We have upcoming changes to Conduit which will deprecate a number of old methods (see T9964). For example, paste.create is being replaced with paste.edit, and paste.query is being replaced with paste.search.
Currently, administrators have poor tools to understand and manage existing callers. We give them a nagging setup issue about any deprecated call in the last 30 days, but I don't think this is very useful or a good long-term solution (I've ignored it on every install it has ever cropped up on).
The importance of moving away from calls also depends heavily on an install's upgrade schedule, which may be different than the upstream's release schedule. This limits our ability to ever provide meaningful automatic advice, and tends to mean any automatic warnings we issue are going to be kind of flaky/useless. I'd rather see things work like this:
- When we say "x.y is changing" in the Changelog, link to a document helping administrators manage these changes.

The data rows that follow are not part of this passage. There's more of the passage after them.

PR #3021, opened 2019-11-19
Remove entry points impression event from CollectionsHubsNav

xtina-starr:
This removes the entry points impression event from `src/Components/v2/CollectionsHubsHomepageNav.tsx`. We remove it here because it fires too early and should be fired it from [force](https://github.com/artsy/force/pull/4784) upon the user scrolling within a specific area.

### DIFF
--- a/src/Components/v2/CollectionsHubsHomepageNav.tsx
+++ b/src/Components/v2/CollectionsHubsHomepageNav.tsx
@@ -14,15 +14,10 @@ interface CollectionsHubsHomepageNavProps {
 }
 
 export const CollectionsHubsHomepageNav = track(
-  {
-    context_page: AnalyticsSchema.PageName.HomePage,
-    context_module: AnalyticsSchema.ContextModule.CollectionHubEntryPoint,
-    subject: AnalyticsSchema.Subject.FeaturedCategories,
-  },
+  {},
   { dispatch: data => Events.postEvent(data) }
 )((props: CollectionsHubsHomepageNavProps) => {
   const { trackEvent } = useTracking()
-  trackEvent({})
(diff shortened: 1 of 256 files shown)


xtina-starr:
I'm not sure if these generated files in this PR should be added. @pepopowitz @ashleyjelks thoughts?

pepopowitz:
> I'm not sure if these generated files in this PR should be added. @pepopowitz @ashleyjelks thoughts?

Yeah, something seems up with that. I'm not sure I understand where those came from.

src/Components/v2/CollectionsHubsHomepageNav.tsx
```diff
@@ -18,7 +18,6 @@ export const CollectionsHubsHomepageNav = track(
     context_page: AnalyticsSchema.PageName.HomePage,
     context_module: AnalyticsSchema.ContextModule.CollectionHubEntryPoint,
     subject: AnalyticsSchema.Subject.FeaturedCategories,
-    action_type: AnalyticsSchema.ActionType.Impression,
```
pepopowitz: Is this change removing the actual impression event, or just removing metadata and the event is still firing? (It's possible that there's a second file that changed, I'm not seeing it right now with the relay noise though.)

ashleyjelks: Plus one that we can remove these generated files from the PR. I was looking at the PR in Force and I'm wondering why both of these tracking events are needed, both here in Reaction and there in Force?

xtina-starr:
Closing this in favor of https://github.com/artsy/reaction/pull/3025.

- Primarily, this document should walk them through using the Call Log console to find relevant offenders and notify or correct them.
- The Call Log console should be useful for doing this, and useful to point users at so they can fix their own stuff (e.g., admins should just be able to shoot a mail to the 5 users calling old.bad.deprecated and say "go here to see the calls you've made to this").
- Get rid of the annoying setup issue.
Technically, I plan to make these changes:
- Make the call log data more useful.
- Make the call log modern and filterable (with ApplicationSearch).
- Make the admin and user experiences more reasonable.
- Write a document explaining how to use it to help manage API changes.
- Remove the setup issue.
- Point to the management document in the future when announcing API changes.